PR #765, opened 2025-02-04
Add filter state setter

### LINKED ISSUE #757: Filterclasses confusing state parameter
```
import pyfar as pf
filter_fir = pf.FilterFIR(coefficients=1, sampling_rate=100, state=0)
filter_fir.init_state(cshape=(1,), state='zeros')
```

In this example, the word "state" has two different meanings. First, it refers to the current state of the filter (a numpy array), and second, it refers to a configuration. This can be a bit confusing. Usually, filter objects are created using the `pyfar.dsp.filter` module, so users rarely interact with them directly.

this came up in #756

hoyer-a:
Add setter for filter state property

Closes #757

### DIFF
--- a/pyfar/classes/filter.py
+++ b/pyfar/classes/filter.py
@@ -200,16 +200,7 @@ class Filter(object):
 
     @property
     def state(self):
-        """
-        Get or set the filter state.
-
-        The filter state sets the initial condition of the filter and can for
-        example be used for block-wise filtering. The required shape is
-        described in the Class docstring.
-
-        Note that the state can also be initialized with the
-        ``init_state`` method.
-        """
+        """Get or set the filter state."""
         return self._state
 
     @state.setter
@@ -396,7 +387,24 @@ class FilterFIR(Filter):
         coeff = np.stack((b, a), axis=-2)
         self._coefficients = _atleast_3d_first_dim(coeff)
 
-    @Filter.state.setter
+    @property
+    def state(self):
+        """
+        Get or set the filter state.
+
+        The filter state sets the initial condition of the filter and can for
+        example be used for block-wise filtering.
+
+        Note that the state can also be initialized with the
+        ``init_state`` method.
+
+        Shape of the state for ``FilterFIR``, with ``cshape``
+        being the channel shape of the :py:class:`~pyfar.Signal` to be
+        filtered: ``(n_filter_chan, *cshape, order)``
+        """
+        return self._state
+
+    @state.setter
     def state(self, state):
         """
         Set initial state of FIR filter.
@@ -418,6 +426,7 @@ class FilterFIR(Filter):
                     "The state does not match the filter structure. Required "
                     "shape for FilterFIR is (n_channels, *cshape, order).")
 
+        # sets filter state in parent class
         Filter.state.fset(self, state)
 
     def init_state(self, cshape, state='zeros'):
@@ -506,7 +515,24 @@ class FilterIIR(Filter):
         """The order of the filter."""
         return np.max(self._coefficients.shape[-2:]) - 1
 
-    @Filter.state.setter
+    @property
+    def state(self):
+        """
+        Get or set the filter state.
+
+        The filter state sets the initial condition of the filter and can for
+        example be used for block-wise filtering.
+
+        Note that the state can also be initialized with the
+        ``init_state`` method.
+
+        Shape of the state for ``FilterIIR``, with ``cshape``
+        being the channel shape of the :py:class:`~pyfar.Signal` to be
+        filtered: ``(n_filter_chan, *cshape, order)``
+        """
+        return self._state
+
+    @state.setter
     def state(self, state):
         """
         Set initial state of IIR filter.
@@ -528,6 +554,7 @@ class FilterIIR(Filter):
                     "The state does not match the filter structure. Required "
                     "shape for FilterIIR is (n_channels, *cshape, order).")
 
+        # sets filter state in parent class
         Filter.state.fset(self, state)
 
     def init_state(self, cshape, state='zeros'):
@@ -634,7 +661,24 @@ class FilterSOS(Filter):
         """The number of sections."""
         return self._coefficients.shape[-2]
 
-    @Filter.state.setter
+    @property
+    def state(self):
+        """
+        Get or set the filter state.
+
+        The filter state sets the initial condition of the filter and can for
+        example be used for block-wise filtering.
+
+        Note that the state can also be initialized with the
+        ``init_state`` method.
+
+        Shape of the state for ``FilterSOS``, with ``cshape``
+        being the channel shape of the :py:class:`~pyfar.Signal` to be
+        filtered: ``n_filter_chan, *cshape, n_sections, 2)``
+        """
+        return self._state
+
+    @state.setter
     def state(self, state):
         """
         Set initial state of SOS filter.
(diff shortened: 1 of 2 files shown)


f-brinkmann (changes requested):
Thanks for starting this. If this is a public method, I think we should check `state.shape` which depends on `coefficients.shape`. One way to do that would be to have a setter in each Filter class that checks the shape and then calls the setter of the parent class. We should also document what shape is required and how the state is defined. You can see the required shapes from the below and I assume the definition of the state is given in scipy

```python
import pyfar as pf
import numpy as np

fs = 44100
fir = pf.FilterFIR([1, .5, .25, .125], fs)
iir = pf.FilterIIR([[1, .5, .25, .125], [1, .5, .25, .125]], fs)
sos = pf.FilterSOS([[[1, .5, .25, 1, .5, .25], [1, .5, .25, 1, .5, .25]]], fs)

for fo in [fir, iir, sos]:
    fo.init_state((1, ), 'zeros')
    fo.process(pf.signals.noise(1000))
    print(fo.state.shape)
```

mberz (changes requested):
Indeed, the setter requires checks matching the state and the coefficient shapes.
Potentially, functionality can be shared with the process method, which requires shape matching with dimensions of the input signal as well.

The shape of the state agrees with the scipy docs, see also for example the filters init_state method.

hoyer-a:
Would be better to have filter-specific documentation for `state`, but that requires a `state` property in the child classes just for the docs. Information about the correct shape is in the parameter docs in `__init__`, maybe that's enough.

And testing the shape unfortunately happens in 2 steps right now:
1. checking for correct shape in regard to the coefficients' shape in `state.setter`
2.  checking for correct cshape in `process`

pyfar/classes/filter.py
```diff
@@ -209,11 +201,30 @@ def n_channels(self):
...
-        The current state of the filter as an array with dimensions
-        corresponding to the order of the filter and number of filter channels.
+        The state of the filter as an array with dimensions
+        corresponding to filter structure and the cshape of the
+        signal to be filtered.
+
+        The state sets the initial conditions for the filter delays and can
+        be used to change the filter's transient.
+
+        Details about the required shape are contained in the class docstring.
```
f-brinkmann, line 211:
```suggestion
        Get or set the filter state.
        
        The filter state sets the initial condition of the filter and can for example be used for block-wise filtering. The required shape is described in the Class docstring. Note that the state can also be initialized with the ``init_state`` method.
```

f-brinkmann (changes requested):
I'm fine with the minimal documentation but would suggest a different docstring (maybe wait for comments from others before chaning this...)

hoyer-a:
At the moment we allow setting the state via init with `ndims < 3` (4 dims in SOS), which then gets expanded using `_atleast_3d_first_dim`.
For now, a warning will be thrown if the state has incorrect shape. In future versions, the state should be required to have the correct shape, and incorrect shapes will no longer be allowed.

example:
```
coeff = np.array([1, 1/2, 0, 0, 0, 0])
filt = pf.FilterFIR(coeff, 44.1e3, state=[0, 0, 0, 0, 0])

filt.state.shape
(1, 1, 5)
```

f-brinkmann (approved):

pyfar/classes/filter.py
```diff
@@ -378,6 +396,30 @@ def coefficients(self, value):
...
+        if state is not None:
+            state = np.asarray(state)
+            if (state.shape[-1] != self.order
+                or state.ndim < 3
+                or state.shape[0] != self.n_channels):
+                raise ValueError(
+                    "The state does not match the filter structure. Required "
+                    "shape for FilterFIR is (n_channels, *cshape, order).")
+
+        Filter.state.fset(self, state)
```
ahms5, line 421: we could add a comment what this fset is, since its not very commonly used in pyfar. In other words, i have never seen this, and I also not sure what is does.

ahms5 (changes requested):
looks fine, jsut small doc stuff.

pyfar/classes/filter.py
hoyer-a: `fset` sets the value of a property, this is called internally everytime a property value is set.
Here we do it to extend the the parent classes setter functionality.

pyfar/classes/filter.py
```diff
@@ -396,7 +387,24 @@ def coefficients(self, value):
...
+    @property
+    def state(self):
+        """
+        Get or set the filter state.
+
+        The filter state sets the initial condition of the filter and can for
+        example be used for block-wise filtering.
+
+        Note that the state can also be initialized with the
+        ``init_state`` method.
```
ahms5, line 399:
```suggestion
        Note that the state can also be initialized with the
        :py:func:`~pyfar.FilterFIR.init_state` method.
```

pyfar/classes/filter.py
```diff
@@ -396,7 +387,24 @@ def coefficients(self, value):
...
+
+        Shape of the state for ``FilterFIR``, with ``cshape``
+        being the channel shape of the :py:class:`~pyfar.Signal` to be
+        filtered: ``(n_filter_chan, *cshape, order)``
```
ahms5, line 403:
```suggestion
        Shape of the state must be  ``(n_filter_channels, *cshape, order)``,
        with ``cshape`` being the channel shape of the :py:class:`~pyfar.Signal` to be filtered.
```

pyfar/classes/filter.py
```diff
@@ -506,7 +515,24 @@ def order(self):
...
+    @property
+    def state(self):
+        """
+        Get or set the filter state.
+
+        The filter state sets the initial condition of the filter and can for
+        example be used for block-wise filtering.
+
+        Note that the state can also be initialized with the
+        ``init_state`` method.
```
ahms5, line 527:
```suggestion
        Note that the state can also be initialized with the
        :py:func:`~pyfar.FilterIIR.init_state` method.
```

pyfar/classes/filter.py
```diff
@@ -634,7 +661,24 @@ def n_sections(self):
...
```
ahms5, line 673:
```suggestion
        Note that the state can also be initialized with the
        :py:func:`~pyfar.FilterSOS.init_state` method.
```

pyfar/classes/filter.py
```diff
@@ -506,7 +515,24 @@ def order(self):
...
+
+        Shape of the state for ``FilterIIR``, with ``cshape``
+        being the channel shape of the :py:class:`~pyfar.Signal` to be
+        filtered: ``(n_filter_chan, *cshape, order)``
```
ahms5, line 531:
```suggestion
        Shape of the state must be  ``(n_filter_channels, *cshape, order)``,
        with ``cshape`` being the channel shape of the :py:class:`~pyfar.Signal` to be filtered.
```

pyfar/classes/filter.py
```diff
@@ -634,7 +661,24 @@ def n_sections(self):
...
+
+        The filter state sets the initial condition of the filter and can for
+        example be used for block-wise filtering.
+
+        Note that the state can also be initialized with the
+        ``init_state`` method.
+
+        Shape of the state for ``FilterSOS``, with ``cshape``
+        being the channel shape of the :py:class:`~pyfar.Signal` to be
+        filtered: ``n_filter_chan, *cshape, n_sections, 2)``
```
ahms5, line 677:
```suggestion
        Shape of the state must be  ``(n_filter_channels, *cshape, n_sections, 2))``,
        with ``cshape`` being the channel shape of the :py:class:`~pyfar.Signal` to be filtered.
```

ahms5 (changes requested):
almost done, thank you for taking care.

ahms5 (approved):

_ _ _ _

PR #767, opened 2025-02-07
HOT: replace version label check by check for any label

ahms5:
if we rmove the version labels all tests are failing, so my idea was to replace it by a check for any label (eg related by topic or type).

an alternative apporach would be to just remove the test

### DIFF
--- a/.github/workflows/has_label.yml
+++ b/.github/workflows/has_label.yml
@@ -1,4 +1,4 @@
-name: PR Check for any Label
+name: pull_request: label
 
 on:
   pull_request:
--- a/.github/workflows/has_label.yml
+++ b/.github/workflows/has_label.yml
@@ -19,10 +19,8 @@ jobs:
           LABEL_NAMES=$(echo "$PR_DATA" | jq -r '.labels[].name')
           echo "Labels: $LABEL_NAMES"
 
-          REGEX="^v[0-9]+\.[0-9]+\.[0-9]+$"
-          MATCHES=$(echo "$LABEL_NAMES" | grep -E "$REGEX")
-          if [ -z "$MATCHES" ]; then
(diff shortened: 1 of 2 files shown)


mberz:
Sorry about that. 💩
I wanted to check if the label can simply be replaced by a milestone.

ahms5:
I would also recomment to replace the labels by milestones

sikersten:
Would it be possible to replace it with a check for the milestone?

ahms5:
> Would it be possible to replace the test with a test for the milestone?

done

_ _ _ _

Description of the task - Of all the entries above, retype exactly the lines from the line with "PR #765, opened 2025-02-04" to the line with "self._coefficients = _atleast_3d_first_dim(coeff)", both included, and no others.

Answer section -
PR #765, opened 2025-02-04
Add filter state setter

### LINKED ISSUE #757: Filterclasses confusing state parameter
```
import pyfar as pf
filter_fir = pf.FilterFIR(coefficients=1, sampling_rate=100, state=0)
filter_fir.init_state(cshape=(1,), state='zeros')
```

In this example, the word "state" has two different meanings. First, it refers to the current state of the filter (a numpy array), and second, it refers to a configuration. This can be a bit confusing. Usually, filter objects are created using the `pyfar.dsp.filter` module, so users rarely interact with them directly.

this came up in #756

hoyer-a:
Add setter for filter state property

Closes #757

### DIFF
--- a/pyfar/classes/filter.py
+++ b/pyfar/classes/filter.py
@@ -200,16 +200,7 @@ class Filter(object):
 
     @property
     def state(self):
-        """
-        Get or set the filter state.
-
-        The filter state sets the initial condition of the filter and can for
-        example be used for block-wise filtering. The required shape is
-        described in the Class docstring.
-
-        Note that the state can also be initialized with the
-        ``init_state`` method.
-        """
+        """Get or set the filter state."""
         return self._state
 
     @state.setter
@@ -396,7 +387,24 @@ class FilterFIR(Filter):
         coeff = np.stack((b, a), axis=-2)
         self._coefficients = _atleast_3d_first_dim(coeff)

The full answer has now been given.